Recorded data
Issue #2440, opened 2023-10-18
Investigate backup failures in TEST and PROD database


JasonCTang:
- [x] Investigate backup failures in TEST and PROD database
- [x] upgrade to latest version of backup container for ALL environments

PR #2454, opened 2023-10-23
#2440-Update_DB_Backup_container_image

guru-aot:
Upgrade to latest version of backup container


devops/Makefile
```diff
@@ -14,6 +14,7 @@ export NEW_DB := $(or $(NEW_DB), $$NEW_DB)
 export JOB_NAME := $(or $(JOB_NAME), $$JN)
 export SITE_MINDER_LOGOUT_URL := $(or $(SITE_MINDER_LOGOUT_URL), https://logontest7.gov.bc.ca/clp-cgi/logoff.cgi)
 export PATRONI_SIMSDB_BACKUP_APP_NAME := $(or $(PATRONI_SIMSDB_BACKUP_APP_NAME), patroni-simsdb-backup)
+export PATRONI_SIMSDB_BACKUP_TAG_NAME := $(or $(PATRONI_SIMSDB_BACKUP_TAG_NAME), 2.7.0)
```
andrepestana-aot, line 17: What's "2.7.0". Shouldn't it be a constant? I know it is only used here but it would easier to understand what's this about.  Maybe a comment would be ok.

cditcher (commented):
Looks ok to me.

devops/Makefile
cditcher: Looks like 2.7.0 is the tag for the backup container version: https://github.com/BCDevOps/backup-container/tags but good question, a comment would be a good idea as I didn't understand at first either.

andrepestana-aot:
> Upgrade to latest version of backup container

What was the issue?

devops/Makefile
guru-aot: The reason is as @cditcher mentioned, added a comment above to explain it. Also the assignment is a default value and its similar to mocking the package.json versioning, which represents that the tags minimum version used for proper working of the container.

guru-aot:
> > Upgrade to latest version of backup container
> 
> What was the issue?

The users which are used for backup have their privileges removed for CONNECT ON DATABASE, USAGE ON SCHEMA, SELECT ON ALL TABLES and USAGE, SELECT ON ALL SEQUENCES for our schema sims. So I have provided the necessary permission and it was able to do the backup successfully.

Note: As I have mentioned, the user that is used to do db backup should NOT be a superuser and the user who does restore should be a super user.

cditcher (approved):

devops/Makefile
```diff
@@ -14,6 +14,8 @@ export NEW_DB := $(or $(NEW_DB), $$NEW_DB)
 export JOB_NAME := $(or $(JOB_NAME), $$JN)
 export SITE_MINDER_LOGOUT_URL := $(or $(SITE_MINDER_LOGOUT_URL), https://logontest7.gov.bc.ca/clp-cgi/logoff.cgi)
 export PATRONI_SIMSDB_BACKUP_APP_NAME := $(or $(PATRONI_SIMSDB_BACKUP_APP_NAME), patroni-simsdb-backup)
+# PATRONI_SIMSDB_BACKUP_TAG_NAME is both the version of the backup container and the tag name created for the build.
```
andrepestana-aot, line 17: "...is either the version of the backup container or the tag name...", right?

andrewsignori-aot (approved):
Nice work, looks good 👍

ann-aot (approved):
👍

andrepestana-aot (approved):
Thanks for the explanation.

sh16011993 (approved):
👍

dheepak-aot (approved):
Looks good. thanks for the walkthrough 👍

■ **EXERCISE PROMPT**
Report each line of the records that holds the word "Investigate".

■ **ANSWER FOR THE TASK**
Investigate backup failures in TEST and PROD database
- [x] Investigate backup failures in TEST and PROD database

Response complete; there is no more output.